Abstract

Framed by Benjamin’s (2008) concepts of aura, technological reproduction, and miniaturization, this paper argues that technology provides students with greater opportunities to take control of their learning in ways that were not possible when education took place largely on-campus, in the higher education classroom. Post pandemic, digital technology has influenced, and will further impact, the way in which we teach and communicate with our students. Educators emerging from pandemic pedagogies need a deeper understanding, and more judicious and effective use of technologies for learning. By understanding and using technology in these ways, educators can help students become more empowered, collaborative, and critically reflective. A lack of readiness for emergency online learning has been replaced with a sense of acceptance that educators must incorporate digital tools into their practice for both educational and communicative purposes. This means that our intellectual and social attachment to the physical classroom as a place for learning and communicating is not as strong as before.
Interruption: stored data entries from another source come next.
PR #459, opened 2026-03-24
influxdb: Add session.data with connection status

### LINKED ISSUE #326: influxdb needs session.data
If the influxdb server stops, for example, there's no way to tell that in ocs-web or any other ocs client.

The "record" process should report the influxdb connection state (and maybe some other stats!).

BrianJKoopman:
## Description

This PR adds a `session.data` object for the InfluxDB Publisher agents. This contains just the InfluxDB connection state and a timestamp at the moment, but can easily be expanded.

The implementation differs a bit between the v1 and v2 agents, but connection status was added to the driver's `Publisher` class as an attribute, and the connection state is used to set the session as 'degraded' or not.

## Motivation and Context

Resolves #326.

## How Has This Been Tested?

I have tested this with a local test setup that includes InfluxDB, the Publisher agents, and other supporting ocs infrastructure like crossbar. I've checked the session output:
```
In [2]: client.record.status().session['data']
Out[2]: {'connected': True, 'last_updated': 1774389203.53926}
```

And the degraded state:
```
In [7]: client.record.status().session['degraded']
Out[7]: True

In [8]: client.record.status().session['degraded']
Out[8]: False
```

## Types of changes

## Checklist:

### DIFF
--- a/ocs/agents/influxdb_publisher_v2/agent.py
+++ b/ocs/agents/influxdb_publisher_v2/agent.py
@@ -83,6 +83,13 @@ class InfluxDBAgentv2:
             test_mode (bool, optional): Run the record Process loop only once.
                 This is meant only for testing. Default is False.
 
+        Notes:
+            An example of the session data::
+
+                >>> response.session['data']
+                {'connected': True,
+                 'last_updated': 1774389203.53926}
+
         """
         self.aggregate = True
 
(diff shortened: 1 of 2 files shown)


BrianJKoopman:
Going to go ahead with this merge, as I'm building the new tagging features on top of this branch, and I'm happy with its functionality.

Far from being a eulogy for the physical classroom, this paper aims to interrogate the proliferation of technology, and the broad implications for higher education. It argues that the use of technology may help diminish the historical power and aura of higher education and intellectual pursuits, thus undermining the traditional overt and covert control of the institution as an ideological state apparatus. Nevertheless, this shifting educational landscape brings new challenges and questions about the historical aura of higher education, and the concomitant evolution of teacher student relationships and power structures through technology implementation. While maintaining optimism about educational technology, this paper urges educators to consider the broader context of our educational settings, and argues for prioritising critical engagement with technology that aims to utilise its potential for collaboration, empowerment and critically reflective inquiry.